$$xu_x+yu_y=0$$
FIRST PART, Solving with the method of characteristics :
From $\quad xu_x+yu_y=0 u \quad$ the set of characteristic equations is :
$$\frac{dx}{x}=\frac{dy}{y}=\frac{du}{0}$$
because the coefficient of $u_x$ is $x$ , the coefficient of $u_y$ is $y$ and the coefficient of $u$ is $0$ .
From $\frac{dx}{x}=\frac{dy}{y}$ the equation of the set of characteristic curves is $\ln|y|-\ln|x|=$constant, or :
$$\frac{y}{x}=c_1$$
To be finite $\frac{du}{0}$ implies $u=$constant. So, the equation of the set of characteristic curves is :
$$u=c_2$$
The general solution of the PDE expressed on implicit form is :
$$F\left(\frac{y}{x} \:,\: u\right)=0$$
where $F$ is any differentiable function of two variables.
Solving this implicit equation for the second variable leads to the explicit form :
$$u=f\left(\frac{y}{x}\right)$$
where $f$ is any differentiable function.
Note : Since $f$ is any function, the solution includes $u=\phi(\tan^{-1}\left(\frac{y}{x}\right))$ where $\phi$ is any function.

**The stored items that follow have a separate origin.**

PR #568, opened 2025-06-27
Feat render calendar after auth - ui

### LINKED ISSUE #543: Render calendar immediately after authenticating

victor-enogwe:
# What does this PR do?

This PR adds a subtle loading indicator to the UI to indicate that we're importing the user's GCAL in the background

## Description

Closes #543 - UI stories

## Manual Test

- Sign up as a new user
- Once you're logged in, confirm that a loading spinning icon appears in the sidebar bottom row
- Hover over the loading spinning icon and confirm that it has a tooltip with the text - "Importing your calendar events in the background"
- Confirm that the spinning loading icon disappears within 30 secs - indicating that the import has completed.

https://github.com/user-attachments/assets/97742e0e-6472-4b4b-938d-78f8cbe26f36


victor-enogwe:
@tyler-dane I'm triggering the sync via a a new backend socket event `IMPORT_GCAL` instead of relying on `UI` state.
This event can be called after the user signs up.

We can:
- Deterministically send this socket event  `IMPORT_GCAL` after we're sure that the user's socket has connected. This means we need to keep state(`firstLogin` - boolean) on the backend, so this import will not be arbitrarily repeated on successive connections.
- Non-Deterministically send this socket event  `IMPORT_GCAL` after user sign up, via cron, queue, or staggered event - We'll need to do it within the timeframe we think the user's browser will be open and connected to the socket.
- Allow the user a manual option to trigger this import once they login(a popup or snack notification can suffice).

Note that this will be in a separate issue and PR.

What do you think?

packages/web/src/ducks/events/slices/sync.slice.ts
```diff
@@ -8,15 +9,20 @@ type Payload_TriggerFetch = {
 interface State_Sync {
   isFetchNeeded: boolean;
   reason: null | Sync_AsyncStateContextReason;
+  importGCal?: unknown;
```
tyler-dane: Can we add stricter typing for `importGcal`?

victor-enogwe: I cleaned this up.

victor-enogwe:
Hi @tyler-dane I'm adding that feature

> @tyler-dane I'm triggering the sync via a a new backend socket event `IMPORT_GCAL` instead of relying on `UI` state. This event can be called after the user signs up.
> 
> We can:
> 
> * Deterministically send this socket event  `IMPORT_GCAL` after we're sure that the user's socket has connected. This means we need to keep state(`firstLogin` - boolean) on the backend, so this import will not be arbitrarily repeated on successive connections.
> * Non-Deterministically send this socket event  `IMPORT_GCAL` after user sign up, via cron, queue, or staggered event - We'll need to do it within the timeframe we think the user's browser will be open and connected to the socket.
> * Allow the user a manual option to trigger this import once they login(a popup or snack notification can suffice).
> 
> Note that this will be in a separate issue and PR.
> 
> What do you think?

It's related to this comment. The events fetch needs to be triggered. I'll add a temp trigger trigger for now and create another issue to address it fully

packages/backend/src/auth/controllers/auth.controller.ts
```diff
@@ -181,6 +182,13 @@ class AuthController {
   signup = async (gUser: TokenPayload, gRefreshToken: string) => {
     const userId = await userService.initUserData(gUser, gRefreshToken);
 
+    // @TODO - create a permanent notification trigger for gCal import
+    // temporary trigger for gCal import
+    // we will not await this promise
+    new Promise((resolve) => {
+      const timeout = setTimeout(() => resolve(clearTimeout(timeout)), 5000);
+    }).then(() => webSocketServer.handleImportGCalStart(userId));
+
```
victor-enogwe, line 191: @tyler-dane This is a temprary trigger that will start the import 5 seconds after signup(so that the websocket connection is presumably ready). It will notify the UI to call the importGCal API endpoint.

Issue #305, opened 2015-05-14
2.x what is the recommended way to use the archaius1 bridge ?


brharrington:
I've been trying to use the archaius1 bridge, but it doesn't work if the static block of ConfigurationManager gets executed before the configure method of StaticArchaiusBridgeModule. That is pretty fragile in practice and typically it means archaius1 is getting mapped to the default implementation. 

If I set the system properties being set by the module on the java command I get an NPE because the static injection hasn't occurred yet:

```
Caused by: java.lang.RuntimeException: Error initializing configuration
	at com.netflix.config.ConfigurationManager.<clinit>(ConfigurationManager.java:109)
	... 28 more
Caused by: java.lang.NullPointerException
	at com.netflix.archaius.bridge.StaticDeploymentContext.getValue(StaticDeploymentContext.java:71)
	at com.netflix.config.ConfigurationManager.setDeploymentContext(ConfigurationManager.java:351)
	at com.netflix.config.ConfigurationManager.<clinit>(ConfigurationManager.java:96)
	... 28 more
```

elandau:
I noticed this as well.  I need to modify the 0.x code to allow this.  Currently, once the static block has been called it's impossible to change.

elandau:
I could modify the bridge to not set the archaius 0.x system properties but instead call,
```java
ConfigurationManager.install(this);
```
from the constructor of the bridge.

elandau:
Fixed in #306

PR #306, opened 2015-05-14
Fix for #305

elandau:
The bridge will now configure the old ConfigurationManager API using install() instead of changing the default implementation via properties, "archaius.default.configuration.class" and "archaius.default.deploymentContext.class".  This way the default AbstractConfiguration implementation may be replaced once the injector is created without throwing exceptions.  Any code accessing ConfigurationManager prior to the injector created will use the default AbstractConfiguration implementation and DeploymentContext.  It is still strongly encouraged to NOT access ConfigurationManager prior to the injector being created.


brharrington:
I pulled this into my test app and it seems to be working. It also exposed some issues for properties with `@` and typesafe config (#307).

PR #309, opened 2015-05-21
Make threads daemon.  Expose method to shutdown pollers.

elandau:


archaius2-core/src/main/java/com/netflix/archaius/config/polling/FixedPollingStrategy.java
```diff
@@ -39,8 +40,9 @@ public FixedPollingStrategy(long interval, TimeUnit units) {
     }
     
     public FixedPollingStrategy(long interval, TimeUnit units, boolean syncInit) {
+        this.executor = Executors.newSingleThreadScheduledExecutor(ThreadFactories.newNamedDaemonThreadFactory("poller-%d"));
```
brharrington: It would be handy to have archaius in the thread name so it is easier to spot at a glance and realize it is an archaius poller and not a poller for something else.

This is equivalent to $u=\phi(\theta)$ where $\theta=\tan^{-1}\left(\frac{y}{x}\right)$ and with the function $g\equiv f(\tan^{-1})$.
SECOND PART
Answer to the question of graphical interpretation :
Your graph represents the set of characteristic curves
$$y=c_1x$$
drawn with various values of $c_1$
On one characteristic curve corresponding to $c_1$ :
$$u=f\left(\frac{y}{x}\right)=f(c_1)$$
since $c_1$ is a constant, $f(c_1)$ is constant, so $u$ is constant.
$$u=f(c_1)=c_2$$
Thus $u(x,y)$ is constant all along the characteristic curve considered.
But $u(x,y)$ isn't constant if the point $(x,y)$ goes from one curve $(c_1)$ to another curve $(c'_1)$, because $u(x,y)$ varies from $f(c_1)=c_2$ to $f(c'_1)=c'_2$ which are different.
If you draw in 3D the function of two variables $\frac{y}{x}$ you obtain the representation of a particular solution of the PDE : $u(x,y)=f\left(\frac{y}{x}\right)=\frac{y}{x}$ in the case of $f(X)=X$. Of course, this isn't a representation of the characteristic curves.